Power consumption has become a primary metric in the design of integrated circuits due to the pervasive use of embedded IC devices in a broad range of applications, from large server farms and personal computers to mobile, handheld and wireless devices. Due to technology scaling, leakage power has emerged as a significant source of power consumption, significantly increasing the power budget. Thus, the semiconductor industry is placing a great deal of time, money and energy into developing techniques to reduce not only leakage power, but active power as well. The work in this dissertation focuses on the power and robustness issues in scaled technologies, predominantly in the 65-nm regime.
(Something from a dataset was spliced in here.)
Issue #5071, opened 2021-02-25
cmd/hash: add simple aliases for rclone hash names


ivandeex:
#### What is your current rclone version (output from `rclone version`)?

Approaches presented in this dissertation are intended for power reduction in advanced industrial technologies, while leaving performance unchanged. Several bus designs are introduced which significantly reduce not only the leakage power component of total power dissipation, but also dynamic power, which is still the chief component of the total power budget for nearly any given high performance integrated design. These bus design approaches reduce power consumption while having little to no effect on the performance of the bus system. Two of the bus designs sense changing transitions on the lines to adaptively respond to the current switching and data environment. This work also looks at reducing leakage power in general blocks of logic using improved power gating techniques. By creating intermediate sleep modes, the impact of power gated design can be broadened to further decrease leakage power. In a sense, the power gating methods that are developed in this dissertation are adaptive to the data environment in which they are used. Finally, three separate techniques are developed which increase the robustness of integrated circuits. Two of these designs adapt to the point in the process spread in which they were fabricated and give important feedback to the system so that it can also adapt to the operating environment. These techniques prove to be extremely useful in providing information to the system so that it can adaptively respond to process, voltage or temperature variations.